Over the longer term, George has a positive outlook on gold, based on a mix of macro and supply-demand drivers.

“As an asset with inherent value, gold is likely to appeal to investors concerned about the risk of inflation, instability caused by fluctuating oil prices, global economic imbalances and geo-political uncertainty,” the manager says.

However, George believes there are a number of factors that may adversely impact the gold price over the medium term.

He explains: “If the gold price declines, it is likely gold shares would also fall. Major production difficulties at one of the portfolio’s gold companies could also cause a fall in the fund price.”
Moving away from commodities, many of the top performers in the sector over the last 12 months are funds with a focus on Latin America, with the eight vehicles in the peer group all generating returns over 30%.

Jeff Casson’s Scottish Widows Latin American fund is up 40.4% over 12 months. On a three- and five-year view the fund is up 34.1% and 223.4% respectively.

Casson, who has managed the portfolio since October 2006, says: “The region had a difficult 2008, but in 2009 there was a strong rebound in the market.

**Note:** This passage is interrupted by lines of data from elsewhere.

PR #3816, opened 2025-05-02
[CAPY-1169][BpkChipGroup]: Set Chip Group Nudgers edge threshold

lucascomp:
There is an intermittent edge case where the right hand nudger is never disabled due to `1px` calculation error, which may occurs depending on a combination of parents width and screen width. Unfortunately, I was not able to find the pattern that causes the issue, but looking for some external references the suggestion is to introduce a threshold of 2 pixels before evaluating nudgers conditions.

| Before | After |
| - | - |
| <video src="https://github.com/user-attachments/assets/d6576307-632e-4a56-a54b-019d981a9bac" /> | <video src="https://github.com/user-attachments/assets/aa44c51c-dcb1-41db-8d06-bd0481bd9956" /> |

- [x] Component `README.md`
- [x] Tests
- [x] Accessibility tests

### DIFF
--- a/packages/bpk-component-chip-group/src/Nudger.tsx
+++ b/packages/bpk-component-chip-group/src/Nudger.tsx
@@ -56,6 +56,9 @@ const AlignedRightArrowIcon = withButtonAlignment(ArrowRight);
 // Chosen based on feeling good with the example stories
 const SCROLL_DISTANCE = 150;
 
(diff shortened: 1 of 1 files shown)


Iain530 (approved):
Nice find 👍

GCpigsic (approved):

PR #3824, opened 2025-05-12
[CLOV-230][BpkTooltip]Fix arrow alignment

GCpigsic:
Fix the arrow alignment of tooltip

## screenshot

|before|after|
|---|---|
|  | |

- [x] Component `README.md`
- [x] Tests
- [ ] Accessibility tests

### DIFF
--- a/packages/bpk-component-tooltip/src/BpkTooltip.tsx
+++ b/packages/bpk-component-tooltip/src/BpkTooltip.tsx
@@ -37,7 +37,7 @@ import {
   useRole,
 } from '@floating-ui/react';
 
-import { surfaceHighlightDay } from '@skyscanner/bpk-foundations-web/tokens/base.es6';
+import { surfaceHighlightDay, onePixelRem } from '@skyscanner/bpk-foundations-web/tokens/base.es6';
 
 import { TransitionInitialMount, cssModules } from '../../bpk-react-utils';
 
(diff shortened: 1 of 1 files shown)


packages/bpk-component-tooltip/src/BpkTooltip.tsx
```diff
@@ -77,10 +77,10 @@ export type Props = {
 // so we need to compensate slightly to make it look as one.
 const getArrowAlignment = (placement: Placement) => {
   if (placement.includes('bottom')) {
-    return { bottom: '98%' };
+    return { bottom: `calc(100% - ${onePixelRem})` };
```
GCpigsic, line 80: onePixelRem here is the border of the tooltip https://github.com/Skyscanner/backpack/blob/edfcbbae1c82d99868fccc18392bd3a5104073dc/packages/bpk-component-tooltip/src/BpkTooltip.module.scss#L36 


https://github.com/Skyscanner/backpack/blob/af182b97055fe627a06427ab11958be3149cca4f/packages/bpk-mixins/_layers.scss#L41
The reason why we subtract the border width is to make sure the position of the arrow is aligned with the content area of the tooltip, not with the outer edge of the border.
image

Before, we made it as a fixed value '98%', it will make the position of the arrow not correct when the tooltips is high, like ⬇️
image

Supremeyh (approved):

PR #3835, opened 2025-05-20
[BpkSegmentedControl] adjust role and add label prop

gert-janvercauteren:
CLOV-252, adjust segmented control

To ensure we make the segmented control more accessible we're setting a group role and adding an aria-label that is settable using the label prop.

- [ ] Component `README.md`
- [ ] Tests
- [ ] Accessibility tests

### DIFF
--- a/packages/bpk-component-segmented-control/src/BpkSegmentedControl.tsx
+++ b/packages/bpk-component-segmented-control/src/BpkSegmentedControl.tsx
@@ -72,7 +72,7 @@ const BpkSegmentedControl = ({
     <div
       className={containerStyling}
       role="group"
-      aria-label={label}
+      {...(label ? { 'aria-label': label } : {})}
     >
       {buttonContents.map((content, index) => {
         const isSelected = index === selectedButton;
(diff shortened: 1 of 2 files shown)


packages/bpk-component-segmented-control/src/BpkSegmentedControl.tsx
```diff
@@ -46,6 +50,7 @@ export type Props = {
 
 const BpkSegmentedControl = ({
   buttonContents,
+  label,
```
Supremeyh, line 53: since it's optional, it would be undefined, so need default string, eg `label=''`

gert-janvercauteren: I would like the label to be undefined (go away) if not provided. that would work right?

kerrie625: It could read 'undefined'. I encountered this issue when trying to add labels to the NavTabs.

gert-janvercauteren: Addressed this in https://github.com/Skyscanner/backpack/pull/3835/commits/da75b5cdcc6e958108e981019ae558fc45b2670a also added a test :D

kerrie625 (approved):
LGTM

PR #3846, opened 2025-05-30
[BpkHorizontalNav] fix focus outline

gert-janvercauteren:
# BpkHorizontalNav

Adjust the focus outline to be inside so it doesn't get clipped by the surrounding container

| Before | After | 
| --- | --- |
| image | 
image |

- [ ] Component `README.md`
- [ ] Tests
- [ ] Accessibility tests

### DIFF
--- a/packages/bpk-component-horizontal-nav/src/BpkHorizontalNavItem.module.scss
+++ b/packages/bpk-component-horizontal-nav/src/BpkHorizontalNavItem.module.scss
@@ -43,6 +43,11 @@
     cursor: pointer;
     fill: currentcolor;
 
+    &:focus-visible {
+      @include utils.bpk-focus-indicator;
+      outline-offset: -(tokens.$bpk-one-pixel-rem * 2);
+    }
+
     &--default {
       @include utils.bpk-themeable-property(
         color,


packages/bpk-component-horizontal-nav/src/BpkHorizontalNavItem.module.scss
```diff
@@ -43,6 +43,10 @@
     cursor: pointer;
     fill: currentcolor;
 
+    &:focus-visible {
+      outline-offset: -(tokens.$bpk-one-pixel-rem * 2);
```
gert-janvercauteren, line 47: This is the value from the original mix-in, but negative.

gert-janvercauteren: Previously, it showed just 2 lines, which is undesired. 
I agree that the colour contrast is not great, but I have just fixed the appearance so the focus indicator is around the entire button. 

We can discuss with design if we want to adjust how the focus indicator looks, but that is out of scope for this PR.

senzg (commented):
LGTM.
Just a heads up that in Firefox, the tab key seems lack of contrast. But I understand it is out of scope of this PR
image

senzg (approved):
LGTM

packages/bpk-component-horizontal-nav/src/BpkHorizontalNavItem.module.scss
gert-janvercauteren: Discussed this with the design team, and they are okay with allowing this modification on the old component.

“A lot of this stems from the fact Latin America was perceived to be more risky than it really was by a number of individuals after the collapse of Lehman in 2008.”

Performance was lifted by a number of the commodity names the manager owns, particularly in the steel sector.

The fund has also successfully exploited the domestic opportunity within each of the Latin America domestic markets, particularly in Brazil and Mexico.

A number of Brazilian stocks have performed particularly well over the last 12 months, including the IT company Totvs, which provides accounting software.

A couple of Brazilian stocks that focus on the domestic economy have also been strong performers, including retailer CBD and the telco GVT, which was acquired by Vivendi in April.
Brazil has been the largest position within the fund over the last couple of years. However, Casson recently cut exposure due to the potentially unsettling impact of the October general election.

As a result, he is more cautious on the outlook for Brazil in the medium term. However, he is positive on the outlook for Mexico, which he expects will be driven by the US recovery.

The US is the destination for about 80% of Mexican exports, and, Casson points out, this has fed through to employment statistics, particularly in the north of the country.

There are seven India funds in the IMA Specialist sector and all have significantly outperformed over the last 12 months.

Avinash Vazirani’s Jupiter India fund, which was launched in February 2008, is up 50.1% over the last 12 months.

The manager aims to identify stocks where there are strong growth prospects which have not been priced fully by the market. He also invests in deep value stocks where he feels there is a catalyst for a re-rating.

He says: “With over 7,000 quoted companies in India, there are many opportunities for patient investors to buy high growth businesses at attractive prices.

“India is also a very under-researched market characterised by modest analyst coverage, so there are many strong businesses that receive less attention than they might elsewhere.”

He believes this makes India an “excellent market” for stockpickers, and says: “I am a high-conviction investor, happy to build up large positions and run with them a long time, so long as I consider their growth prospects to be not fully reflected in the market.”

Vazirani believes Jupiter India’s strong performance is because he is not an index tracker.
The fund has been structurally overweight in consumer goods since launch because the manager believes in the overall India growth story.

He says: “I believe there is a good macro growth for the next 20 to 25 years.
“Most of the growth story in India is the domestic growth story, which is why I have been focusing on domestic consumers because it has been a very good sector in the past and will continue to be so.”

While the success of the India consumer sector has been the main driver of performance over the past 12 months, Vazirani says financials and utilities have also been major contributors.